# [WORK REQUEST]
Produce a character-for-character copy of the data below.

# [Items from a data source]
☆ ☆ ☆ ☆ ☆ ☆ ☆

PR #5327, opened 2023-12-03
Refactor classname splitting from `' '` to `/\s+/`

sakib412:


zurfyx (commented):
Thanks, any real life example when this is needed?

sakib412:
> Thanks, any real life example when this is needed?

https://discord.com/channels/953974421008293909/1180070470935117884/1180070470935117884

image

acywatson:
> Thanks, any real life example when this is needed?

Yea if you have more than one space between classnames, the original implementation will fail. There's a thread about it on Discord.

sakib412:
> Almost feels like this could be extracted out to a util so we don't risk inconsistent class splitting logic in different places.

I have added a util function and testing

packages/lexical/src/LexicalUtils.ts
```diff
@@ -28,6 +28,7 @@ import type {
 import type {RootNode} from './nodes/LexicalRootNode';
 import type {TextFormatType, TextNode} from './nodes/LexicalTextNode';
 
+import {splitClasses} from '@lexical/utils';
```
acywatson, line 31: Thanks for making this change. However, we don't want the core to have any dependencies, including on other lexical packages, like @lexical/utils.

This means split classes needs to live in the core if it's used there, unfortunately.

acywatson (changes requested):

zurfyx:
Inactivity cleanup. Feel free to reopen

☆ ☆ ☆ ☆ ☆ ☆ ☆

# [REPLY]
PR #5327, opened 2023-12-03
Refactor classname splitting from `' '` to `/\s+/`

sakib412:


zurfyx (commented):
Thanks, any real life example when this is needed?

sakib412:
> Thanks, any real life example when this is needed?

https://discord.com/channels/953974421008293909/1180070470935117884/1180070470935117884

image

acywatson:
> Thanks, any real life example when this is needed?

Yea if you have more than one space between classnames, the original implementation will fail. There's a thread about it on Discord.

sakib412:
> Almost feels like this could be extracted out to a util so we don't risk inconsistent class splitting logic in different places.

I have added a util function and testing

packages/lexical/src/LexicalUtils.ts
```diff
@@ -28,6 +28,7 @@ import type {
 import type {RootNode} from './nodes/LexicalRootNode';
 import type {TextFormatType, TextNode} from './nodes/LexicalTextNode';
 
+import {splitClasses} from '@lexical/utils';
```
acywatson, line 31: Thanks for making this change. However, we don't want the core to have any dependencies, including on other lexical packages, like @lexical/utils.

This means split classes needs to live in the core if it's used there, unfortunately.

acywatson (changes requested):

zurfyx:
Inactivity cleanup. Feel free to reopen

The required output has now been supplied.